DATASET EXTRACT:

PR #288, opened 2021-06-25
Fix: Moving between instances

AngeloTadeucci:
### Changed `ManagerFactory` to `FieldManagerFactory`

- Added **InstanceId** to `FieldManager`;
- Missing check if `FieldManager.InstanceId` is different from `Player.InstanceId`


AlanMorel (approved):

MapleServer2/Servers/Game/FieldManager.cs
```diff
@@ -612,5 +613,15 @@ private Task StartSpawnTimer(IFieldObject<MobSpawn> mobSpawn)
...
+
+        public int Pin()
+        {
+            return ++Count;
+        }
+
+        public int Release()
+        {
+            return --Count;
+        }
```
AngeloTadeucci, line 625: Unsure about the naming of this attribute and functions, can't think of something better! Any suggestions?

MapleServer2/Servers/Game/FieldManager.cs
```diff
@@ -612,5 +613,15 @@ private Task StartSpawnTimer(IFieldObject<MobSpawn> mobSpawn)
                 }
             });
         }
+
+        public int Pin()
```
kOchirasu, line 617: You need to use `Interlocked.Increment` and `Interlocked.Decrement` for thread safety.

MapleServer2/Tools/FieldManagerFactory.cs
```diff
@@ -0,0 +1,57 @@
...
+        {
+            lock (Managers)
+            {
+                if (!Managers.TryGetValue(key, out List<FieldManager> managerList))
+                {
+                    return false;
+                }
+
+                FieldManager fieldManager = managerList.FirstOrDefault(x => x.InstanceId == instanceId);
+                if (fieldManager == default || fieldManager.Release() > 0)
```
quotopian, line 48:
```suggestion
                if (fieldManager == default)
```

Why have the Factory decrement the player count? You could decrement the count inside `EnterField()` to separate concerns/duty. It would make it simpler to understand that Factory.Release() will always discard the field (and no side-effects like decrementing the player count).

Maybe the same idea with Pin()?

MapleServer2/Servers/Game/GameSession.cs
```diff
@@ -47,10 +44,10 @@ public void InitPlayer(Player player)
         public void EnterField(Player player)
         {
             // If moving maps, need to get the FieldManager for new map
-            if (player.MapId != FieldManager.MapId)
+            if (player.MapId != FieldManager.MapId || player.InstanceId != FieldManager.InstanceId)
             {
                 FieldManager.RemovePlayer(this, FieldPlayer); // Leave previous field
-                FieldManagerFactory.Release(FieldManager.MapId, player.InstanceId);
+                FieldManagerFactory.Release(FieldManager.MapId, FieldManager.InstanceId);
```
quotopian, line 50:
```suggestion
                if (FieldManager.Release() <= 0) {
                    FieldManagerFactory.Release(FieldManager.MapId, FieldManager.InstanceId);
                }
```

Goes with the other comment.

quotopian: Also, if you make this change, then you might need to lock over this entire block.

quotopian (changes requested):

AlanMorel (approved):

Sparkymod (approved):

PR #297, opened 2021-07-11
Feat: Additional Data to Skills. Parsing DurationTick ✔

Sparkymod:
## Skills ✨
- Parsing SubType and DurationTick on skills.
- Adding type `SkillAdditionalData` since this will have many more data to be add for status types, buff types, power ups on skills, splash effects, etc..

Open to suggestions 😊


AngeloTadeucci (approved):

darkvergus (approved):

GameDataParser/Parsers/SkillParser.cs
```diff
@@ -115,6 +116,29 @@ protected override List<SkillMetadata> Parse()
                     }
                 }
             }
+            // Parsing Additional Data
+            foreach (PackFileEntry entry in Resources.XmlFiles)
+            {
+                if (entry.Name.StartsWith("additionaleffect"))
```
AlanMorel, line 122: You can invert and continue

AlanMorel (changes requested):

PR #292, opened 2021-07-02
Dungeon lobby system

Clockworkx:
Should be ready to be merged now. 

### Dungeon Creation and Entrance

- Handled for Solo and Groups.

### Misc

- Added First triggers, see SetPortal, ShowGuideSummary and CheckUserCount for examples.
- Changed Player.Warp to calculate a random spawn by itself, but can overwrite the random spawn/rotation by passing those to the function. (see function declaration)
- Oneshot command for testing mob kills.
- Parsing all portal types
- Dungeon Parser

PR #298, opened 2021-07-16
Fix: tutorial barrier portal

AngeloTadeucci:
With the recent PR #292 it was implemented an trigger function **SetPortal** which is called when entering the tutorial map that sets all portals to invisible and disabled. 

This is an temporary fix so the portal appears after breaking the barrier.

### DIFF
--- a/MapleServer2/PacketHandlers/Game/SkillHandler.cs
+++ b/MapleServer2/PacketHandlers/Game/SkillHandler.cs
@@ -1,5 +1,6 @@
 ﻿using System;
 using System.Collections.Generic;
+using System.Linq;
 using Maple2Storage.Types;
 using MaplePacketLib2.Tools;
 using MapleServer2.Constants;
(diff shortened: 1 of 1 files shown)


MapleServer2/PacketHandlers/Game/SkillHandler.cs
```diff
@@ -163,6 +164,10 @@ private static void HandleAoeDamage(GameSession session, PacketReader packet)
                         session.Send("4F 00 03 E8 03 00 00 00 00 00 00 00 00 00 00 00 00 80 3F".ToByteArray());
                         session.Send("4F 00 03 D0 07 00 00 00 00 00 00 00 00 00 00 00 00 80 3F".ToByteArray());
                         session.Send("4F 00 08 01 04 01 00 00".ToByteArray());
+
```
Clockworkx, line 167: Have a comment that explains the purpose of this "temp fix barrier portal" or something

AngeloTadeucci: its on line 162 actually :P

AlanMorel (approved):

MapleServer2/PacketHandlers/Game/SkillHandler.cs
Clockworkx: my bad :D

Clockworkx (approved):

Clockworkx (approved):

Sparkymod (approved):

PR #306, opened 2021-07-22
Fixing MapMetadata, GameCommandActions & Others

AngeloTadeucci:
### MapMetadata, MapParser and MapMetadataStorage

- Changed **Blocks** from `List<MapBlock>` to `Dictionary<CoordS, MapBlock>`.

### GameCommandActions

- New command `/goto playerName`;
- Fixed `/coord` to use **UserMoveByPortalPacket**;
- Added bool to **ParseShort**, **ParseInt** and **ParseLong** to return if it succeed or not.

### Others

- Adding null checks for **MapMetadata**, **ItemEquipHandler** and **FieldManager**;
- Removed logger prints from character creation;
- Ignoring Player.PartyId from database.


MapleServer2/Data/Static/MapMetadataStorage.cs
```diff
@@ -30,26 +29,35 @@ public static MapMetadata GetMetadata(int mapId)
         public static bool BlockExists(int mapId, CoordS coord)
         {
             MapMetadata mapD = GetMetadata(mapId);
```
AlanMorel, line 31: I know this was here before this PR but can this be renamed to `mapMetadata`, `mapD` is a bad name for this

MapleServer2/Tools/GameCommandActions.cs
```diff
@@ -109,9 +168,44 @@ public static void Process(GameSession session, string command)
...
+            {
+                session.Send(UserMoveByPortalPacket.Move(session.FieldPlayer.ObjectId, fieldPlayer.Coord, fieldPlayer.Rotation));
+                return;
+            }
+            session.Player.Warp(mapId: target.MapId, coord: fieldPlayer.Coord, instanceId: target.InstanceId);
+        }
+
+        private static void ProcessOneshotCommand(GameSession session)
+        {
+            Player player = session.Player;
```
AlanMorel, line 191: Could get rid of this variable since it's not being used on line 199 when it could be

AlanMorel (changes requested):

AlanMorel (approved):

Sparkymod (approved):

ABOUT THIS EXERCISE: Transcribe each entry above exactly as it reads.

EXERCISE RESULT:
PR #288, opened 2021-06-25
Fix: Moving between instances

AngeloTadeucci:
### Changed `ManagerFactory` to `FieldManagerFactory`

- Added **InstanceId** to `FieldManager`;
- Missing check if `FieldManager.InstanceId` is different from `Player.InstanceId`


AlanMorel (approved):

MapleServer2/Servers/Game/FieldManager.cs
```diff
@@ -612,5 +613,15 @@ private Task StartSpawnTimer(IFieldObject<MobSpawn> mobSpawn)
...
+
+        public int Pin()
+        {
+            return ++Count;
+        }
+
+        public int Release()
+        {
+            return --Count;
+        }
```
AngeloTadeucci, line 625: Unsure about the naming of this attribute and functions, can't think of something better! Any suggestions?

MapleServer2/Servers/Game/FieldManager.cs
```diff
@@ -612,5 +613,15 @@ private Task StartSpawnTimer(IFieldObject<MobSpawn> mobSpawn)
                 }
             });
         }
+
+        public int Pin()
```
kOchirasu, line 617: You need to use `Interlocked.Increment` and `Interlocked.Decrement` for thread safety.

MapleServer2/Tools/FieldManagerFactory.cs
```diff
@@ -0,0 +1,57 @@
...
+        {
+            lock (Managers)
+            {
+                if (!Managers.TryGetValue(key, out List<FieldManager> managerList))
+                {
+                    return false;
+                }
+
+                FieldManager fieldManager = managerList.FirstOrDefault(x => x.InstanceId == instanceId);
+                if (fieldManager == default || fieldManager.Release() > 0)
```
quotopian, line 48:
```suggestion
                if (fieldManager == default)
```

Why have the Factory decrement the player count? You could decrement the count inside `EnterField()` to separate concerns/duty. It would make it simpler to understand that Factory.Release() will always discard the field (and no side-effects like decrementing the player count).

Maybe the same idea with Pin()?

MapleServer2/Servers/Game/GameSession.cs
```diff
@@ -47,10 +44,10 @@ public void InitPlayer(Player player)
         public void EnterField(Player player)
         {
             // If moving maps, need to get the FieldManager for new map
-            if (player.MapId != FieldManager.MapId)
+            if (player.MapId != FieldManager.MapId || player.InstanceId != FieldManager.InstanceId)
             {
                 FieldManager.RemovePlayer(this, FieldPlayer); // Leave previous field
-                FieldManagerFactory.Release(FieldManager.MapId, player.InstanceId);
+                FieldManagerFactory.Release(FieldManager.MapId, FieldManager.InstanceId);
```
quotopian, line 50:
```suggestion
                if (FieldManager.Release() <= 0) {
                    FieldManagerFactory.Release(FieldManager.MapId, FieldManager.InstanceId);
                }
```

Goes with the other comment.

quotopian: Also, if you make this change, then you might need to lock over this entire block.

quotopian (changes requested):

AlanMorel (approved):

Sparkymod (approved):

PR #297, opened 2021-07-11
Feat: Additional Data to Skills. Parsing DurationTick ✔

Sparkymod:
## Skills ✨
- Parsing SubType and DurationTick on skills.
- Adding type `SkillAdditionalData` since this will have many more data to be add for status types, buff types, power ups on skills, splash effects, etc..

Open to suggestions 😊


AngeloTadeucci (approved):

darkvergus (approved):

GameDataParser/Parsers/SkillParser.cs
```diff
@@ -115,6 +116,29 @@ protected override List<SkillMetadata> Parse()
                     }
                 }
             }
+            // Parsing Additional Data
+            foreach (PackFileEntry entry in Resources.XmlFiles)
+            {
+                if (entry.Name.StartsWith("additionaleffect"))
```
AlanMorel, line 122: You can invert and continue

AlanMorel (changes requested):

PR #292, opened 2021-07-02
Dungeon lobby system

Clockworkx:
Should be ready to be merged now. 

### Dungeon Creation and Entrance

- Handled for Solo and Groups.

### Misc

- Added First triggers, see SetPortal, ShowGuideSummary and CheckUserCount for examples.
- Changed Player.Warp to calculate a random spawn by itself, but can overwrite the random spawn/rotation by passing those to the function. (see function declaration)
- Oneshot command for testing mob kills.
- Parsing all portal types
- Dungeon Parser

PR #298, opened 2021-07-16
Fix: tutorial barrier portal

AngeloTadeucci:
With the recent PR #292 it was implemented an trigger function **SetPortal** which is called when entering the tutorial map that sets all portals to invisible and disabled. 

This is an temporary fix so the portal appears after breaking the barrier.

### DIFF
--- a/MapleServer2/PacketHandlers/Game/SkillHandler.cs
+++ b/MapleServer2/PacketHandlers/Game/SkillHandler.cs
@@ -1,5 +1,6 @@
 ﻿using System;
 using System.Collections.Generic;
+using System.Linq;
 using Maple2Storage.Types;
 using MaplePacketLib2.Tools;
 using MapleServer2.Constants;
(diff shortened: 1 of 1 files shown)


MapleServer2/PacketHandlers/Game/SkillHandler.cs
```diff
@@ -163,6 +164,10 @@ private static void HandleAoeDamage(GameSession session, PacketReader packet)
                         session.Send("4F 00 03 E8 03 00 00 00 00 00 00 00 00 00 00 00 00 80 3F".ToByteArray());
                         session.Send("4F 00 03 D0 07 00 00 00 00 00 00 00 00 00 00 00 00 80 3F".ToByteArray());
                         session.Send("4F 00 08 01 04 01 00 00".ToByteArray());
+
```
Clockworkx, line 167: Have a comment that explains the purpose of this "temp fix barrier portal" or something

AngeloTadeucci: its on line 162 actually :P

AlanMorel (approved):

MapleServer2/PacketHandlers/Game/SkillHandler.cs
Clockworkx: my bad :D

Clockworkx (approved):

Clockworkx (approved):

Sparkymod (approved):

PR #306, opened 2021-07-22
Fixing MapMetadata, GameCommandActions & Others

AngeloTadeucci:
### MapMetadata, MapParser and MapMetadataStorage

- Changed **Blocks** from `List<MapBlock>` to `Dictionary<CoordS, MapBlock>`.

### GameCommandActions

- New command `/goto playerName`;
- Fixed `/coord` to use **UserMoveByPortalPacket**;
- Added bool to **ParseShort**, **ParseInt** and **ParseLong** to return if it succeed or not.

### Others

- Adding null checks for **MapMetadata**, **ItemEquipHandler** and **FieldManager**;
- Removed logger prints from character creation;
- Ignoring Player.PartyId from database.


MapleServer2/Data/Static/MapMetadataStorage.cs
```diff
@@ -30,26 +29,35 @@ public static MapMetadata GetMetadata(int mapId)
         public static bool BlockExists(int mapId, CoordS coord)
         {
             MapMetadata mapD = GetMetadata(mapId);
```
AlanMorel, line 31: I know this was here before this PR but can this be renamed to `mapMetadata`, `mapD` is a bad name for this

MapleServer2/Tools/GameCommandActions.cs
```diff
@@ -109,9 +168,44 @@ public static void Process(GameSession session, string command)
...
+            {
+                session.Send(UserMoveByPortalPacket.Move(session.FieldPlayer.ObjectId, fieldPlayer.Coord, fieldPlayer.Rotation));
+                return;
+            }
+            session.Player.Warp(mapId: target.MapId, coord: fieldPlayer.Coord, instanceId: target.InstanceId);
+        }
+
+        private static void ProcessOneshotCommand(GameSession session)
+        {
+            Player player = session.Player;
```
AlanMorel, line 191: Could get rid of this variable since it's not being used on line 199 when it could be

AlanMorel (changes requested):

AlanMorel (approved):

Sparkymod (approved):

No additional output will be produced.